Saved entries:
^^^^^^^^^^^^^^^^
PR #1662, opened 2016-01-21
Enforce minimum backoff to avoid simultaneous validation on one engine

dongluochen:
`validatePendingEngine` can be called at first join, or from a monitoring thread. Current code allows both happen on the same engine simultaneously. The monitoring thread has a logic to check if it's the right time to do validation. It shouldn't validate an engine when it's just joined. This change is to enforce that.

### DIFF
--- a/cluster/engine.go
+++ b/cluster/engine.go
@@ -239,7 +239,9 @@ func (e *Engine) TimeToValidate() bool {
 	}
 	sinceLastUpdate := time.Since(e.updatedAt)
 	// Increase check interval for a pending engine according to failureCount and cap it at a limit
-	if sinceLastUpdate > validationLimit || sinceLastUpdate > time.Duration(e.failureCount)*failureBackoff {
+	// '+1' would enforce a minimum backoff because e.failureCount could be 0 at first join, or
+	// the engine has a duplicate ID
+	if sinceLastUpdate > validationLimit || sinceLastUpdate > time.Duration(e.failureCount+1)*failureBackoff {
 		return true
 	}
 	return false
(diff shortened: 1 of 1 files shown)


dongluochen:
I'm working on integration tests but stopping/restarting engines seems quite fragile in current integration tests.

abronan:
LGTM as is

Although I think we should make the backoff exponential sooner or later, to better find an acceptable rate of validation for the Engine. Even though this requires a slight change in `cluster.go` which checks engines at regular intervals. It will check often when an engine first appears and decrease the rate of checking in an non monotonic way.

It's mostly a problem when an engine first appears and an issue occurred, maybe it's more acceptable to have a rate of retry which would be `3-6-12-24-48-96`, etc. rather than `30-60-90-120`, etc. because you then have to wait `30s` to have this Engine validated and ready to be used.

ping @vieux @nishanttotla

dongluochen:
@abronan Thanks for the comment. Exponential backoff is the original idea. But I met 2 issues so I have this linear backoff first. I'm trying to find a better solution to have exponential backoff.  
- 2 consecutive validation shouldn't overlap. So 0, 3, 6 seconds might get into that space. In previous checkin duplicate validation result is discard so it'd be safe though. 
- The duplicate ID case, which is half the problem of the `Pending` state, would not backoff because failCount is 0. `failureCount` counts the number of connection failures. In duplicate ID case connection is successful so failureCount is 0.     
A comprise is backoff = 2 ^ failureCount + 30. WDYT?

nishanttotla:
@dongluochen I think `2^failureCount + 30` is a reasonable way to do it, white not letting 2 consecutive validations overlap. If the first validation fails though, the minimum is still 30, so is it possible to have the exponential backoff start as soon as we the first validation failed? Essentially something like `2^failureCount + firstValidationFailureTime`?

vieux:
LGTM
^^^^^^^^^^^^^^^^
What is expected -> Return every line above in which the string "abronan" occurs.

Solution ->
abronan:
@abronan Thanks for the comment. Exponential backoff is the original idea. But I met 2 issues so I have this linear backoff first. I'm trying to find a better solution to have exponential backoff.  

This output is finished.